▶ [Task objective] Where does the string "include" appear? Copy every line of the entries below that holds it.

▶ [Saved entries]
PR #5179, opened 2023-04-27
Compilation error fixes

neurotok:
Bugs found during Vulkan SDK 1.3.243 compilation under Fedora 38

- changes meaning of ‘ValueMap’ error
- missing cstdint include

PR #5229, opened 2023-05-19
[NFC] Fix GCC 13 warnings

ncesario-lunarg:
Fixes some of the warnings found when compiling on GCC 13.

### DIFF
--- a/include/llvm/Analysis/DxilValueCache.h
+++ b/include/llvm/Analysis/DxilValueCache.h
@@ -51,8 +51,7 @@ struct DxilValueCache : public ImmutablePass {
   };
 
 private:
-
-  WeakValueMap ValueMap;
+  WeakValueMap DxilValueMap;
   bool (*ShouldSkipCallback)(Value *V) = nullptr;
 
   void MarkUnreachable(BasicBlock *BB);
@@ -77,8 +76,8 @@ public:
   Value *GetValue(Value *V, DominatorTree *DT=nullptr);
   Constant *GetConstValue(Value *V, DominatorTree *DT = nullptr);
   ConstantInt *GetConstInt(Value *V, DominatorTree *DT = nullptr);
-  void ResetUnknowns() { ValueMap.ResetUnknowns(); }
-  void ResetAll() { ValueMap.ResetAll(); }
+  void ResetUnknowns() { DxilValueMap.ResetUnknowns(); }
+  void ResetAll() { DxilValueMap.ResetAll(); }
   bool IsUnreachable(BasicBlock *BB, DominatorTree *DT=nullptr);
   void SetShouldSkipCallback(bool (*Callback)(Value *V)) { ShouldSkipCallback = Callback; };
 };
--- a/lib/ProfileData/SampleProfWriter.cpp
+++ b/lib/ProfileData/SampleProfWriter.cpp
@@ -122,5 +122,5 @@ SampleProfileWriter::create(StringRef Filename, SampleProfileFormat Format) {
   if (EC)
     return EC;
 
-  return std::move(Writer);
+  return Writer;
 }
--- a/tools/clang/lib/AST/DeclGroup.cpp
+++ b/tools/clang/lib/AST/DeclGroup.cpp
@@ -30,5 +30,6 @@ DeclGroup* DeclGroup::Create(ASTContext &C, Decl **Decls, unsigned NumDecls) {
 DeclGroup::DeclGroup(unsigned numdecls, Decl** decls) : NumDecls(numdecls) {
   assert(numdecls > 0);
   assert(decls);
-  memcpy(this+1, decls, numdecls * sizeof(*decls));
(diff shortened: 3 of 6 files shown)


include/llvm/Analysis/DxilValueCache.h
```diff
@@ -51,8 +51,7 @@ struct DxilValueCache : public ImmutablePass {
   };
 
 private:
-
-  WeakValueMap ValueMap;
```
ncesario-lunarg, line 55: Hides the `ValueMap` above.

tools/clang/lib/Parse/ParseExpr.cpp
```diff
@@ -446,24 +446,28 @@ Parser::ParseRHSOfBinaryExpression(ExprResult LHS, prec::Level MinPrec) {
...
+    } else {
       // Ensure potential typos in the RHS aren't left undiagnosed.
       Actions.CorrectDelayedTyposInExpr(RHS);
-      // HLSL Change Begin - Take care TernaryMiddle.
-      Actions.CorrectDelayedTyposInExpr(TernaryMiddle);
-      // HLSL Change End.
+    }
+
+    // HLSL Change Begin - Take care TernaryMiddle.
+    Actions.CorrectDelayedTyposInExpr(TernaryMiddle);
```
ncesario-lunarg, line 469: Was this meant to be part of the else clause?

llvm-beanz:
Some of these changes were already proposed in #5179.

lib/ProfileData/SampleProfWriter.cpp
```diff
@@ -122,5 +122,5 @@ SampleProfileWriter::create(StringRef Filename, SampleProfileFormat Format) {
   if (EC)
     return EC;
 
-  return std::move(Writer);
```
llvm-beanz, line 125: This likely cuts both ways. Clang and GCC disagree about when std::move is valid, and that behavior has changed based on which C++ language version you're targeting.

tools/clang/lib/AST/DeclGroup.cpp
```diff
@@ -30,5 +30,6 @@ DeclGroup* DeclGroup::Create(ASTContext &C, Decl **Decls, unsigned NumDecls) {
 DeclGroup::DeclGroup(unsigned numdecls, Decl** decls) : NumDecls(numdecls) {
   assert(numdecls > 0);
   assert(decls);
-  memcpy(this+1, decls, numdecls * sizeof(*decls));
+  memcpy(reinterpret_cast<void *>(this + 1),
```
llvm-beanz, line 33: `static_cast` is preferred when converting to `void*` as it is legal for the narrowest valid cast.

tools/clang/lib/Parse/ParseExpr.cpp
```diff
@@ -446,24 +446,28 @@ Parser::ParseRHSOfBinaryExpression(ExprResult LHS, prec::Level MinPrec) {
         // If we're using '>>' as an operator within a template
         // argument list (in C++98), suggest the addition of
         // parentheses so that the code remains well-formed in C++0x.
-        if (!GreaterThanIsOperator && OpToken.is(tok::greatergreater))
+        if (!GreaterThanIsOperator && OpToken.is(tok::greatergreater)) {
```
llvm-beanz, line 449: This change looks like it changes behavior, and not in a correct way. I assume the GCC warning you're fixing here is something about alignment and conditional nesting... I suspect that warning should be disabled.

tools/clang/lib/Parse/ParseExpr.cpp
llvm-beanz: This line probably does nothing ever and should probably just be removed. Typo correction for the middle expression occurs earlier, and HLSL doesn't have anything special here from C/C++ behaviors.

Locally if I remove this block of HLSL-specific code nothing fails, so it should be fine.

llvm-beanz (changes requested):

include/llvm/Analysis/DxilValueCache.h
ncesario-lunarg: Looks like this was taken care of with a98b242cacfb42c0277c5eabe876fbb47a885f60.

lib/ProfileData/SampleProfWriter.cpp
ncesario-lunarg: :+1:  FWIW, clang 16.0.3 appears to be "happy" with and without `std::move`.

tools/clang/lib/Parse/ParseExpr.cpp
ncesario-lunarg: Sorry, I'm not seeing how this changes functionality? In any case I will revert as I do not want to incur undue confusion. I found this code rather difficult to read, but that could just be me.

ncesario-lunarg:
Closing this as it looks like a lot of these proposed changes have already merged.

Issue #4911, opened 2023-01-04
[SPIR-V] Shader failes to compile when activating debug infos


Clothoid1:
The following reproducer does not compile, leading to the error message:
```
fatal error : generated SPIR-V is invalid: ID '52[%52]' has not been defined
1>  %51 = OpExtInst %void %1 DebugTypeFunction %uint_3 %52 %48 %49
1>
1>note: please file a bug report on https://github.com/Microsoft/DirectXShaderCompiler/issues with source code if possible
```

Reproducer:
```hlsl
StructuredBuffer<uint16_t> myIntersectionMaskBuffer_BitCompressed : register(t0);

class CompressedIntersectionBits
{
	uint16_t myCompressedData;

	static CompressedIntersectionBits read_const(StructuredBuffer<uint16_t> aIntersectionMaskBuffer_BitCompressed_in, const uint aRayIndex_in)
	{
		CompressedIntersectionBits aCompressedIntersectionBits;
		aCompressedIntersectionBits.myCompressedData = aIntersectionMaskBuffer_BitCompressed_in[aRayIndex_in];
		return aCompressedIntersectionBits;
	}
};

class CompressedIntersectionBits_Test
{
	static CompressedIntersectionBits read_const(StructuredBuffer<uint16_t> aIntersectionMaskBuffer_BitCompressed_in, const uint aRayIndex_in)
	{
		CompressedIntersectionBits aCompressedIntersectionBits;
		aCompressedIntersectionBits.myCompressedData = aIntersectionMaskBuffer_BitCompressed_in[aRayIndex_in];
		return aCompressedIntersectionBits;
	}
};

void runKernel(const uint aIndexX_in, const uint aIndexY_in)
{
	uint aRayIndex = aIndexY_in * 512 + aIndexX_in;

	CompressedIntersectionBits aCompressedIntersectionBits = CompressedIntersectionBits::read_const(myIntersectionMaskBuffer_BitCompressed, aRayIndex);
	//CompressedIntersectionBits aCompressedIntersectionBits = CompressedIntersectionBits_Test::read_const(myIntersectionMaskBuffer_BitCompressed, aRayIndex);
}

[numthreads(8, 8, 1)]
void main(uint3 GlobalInvocationID : SV_DispatchThreadID, uint3 LocalInvocationID : SV_GroupThreadID)
{
	runKernel(GlobalInvocationID[0], GlobalInvocationID[1]);
}
```

Command Line used:
[...]

PR #5233, opened 2023-05-23
spirv: fix forward reference order for composite

Keenuts:
The blanket rule for NonSemantic.Shader.DebugInfo.100 is "no forward references". But there is a type-specific rule: DebugTypeComposite members can be forward references:

```
Members must be the <id>s of DebugTypeMember, DebugFunction, or
DebugTypeInheritance. This could be a forward reference.
```

This is mandatory to correctly support HLSL class methods:
 - the composite has a function as member.
 - the function as the composite as scope. This cycle makes the forward reference mandatory, hence the exception in the spec.

The removed code wrongly implemented the general rule, ignoring this exception.

This change doesn't just solves the cycle issue, but might add forward references that were avoided (since we never visit members). But as far as the spec goes, this is a valid behavior. So I believe there is no need to add any additional logic to avoid forward references.

This PR depends on the validator to correctly validate those forward references (KhronosGroup/SPIRV-Tools#5230).

Fixes: #4911.

### DIFF
--- a/tools/clang/lib/SPIRV/SortDebugInfoVisitor.cpp
+++ b/tools/clang/lib/SPIRV/SortDebugInfoVisitor.cpp
@@ -120,20 +120,6 @@ void SortDebugInfoVisitor::whileEachOperandOfDebugInstruction(
       break;
     if (!visitor(inst->getDebugInfoNone()))
       break;
-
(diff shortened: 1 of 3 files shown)


Keenuts:
This PR is ready for review. Marking as draft only because it depends on https://github.com/KhronosGroup/SPIRV-Tools/pull/5230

▶ [Task solution]
- missing cstdint include
--- a/include/llvm/Analysis/DxilValueCache.h
+++ b/include/llvm/Analysis/DxilValueCache.h
include/llvm/Analysis/DxilValueCache.h
include/llvm/Analysis/DxilValueCache.h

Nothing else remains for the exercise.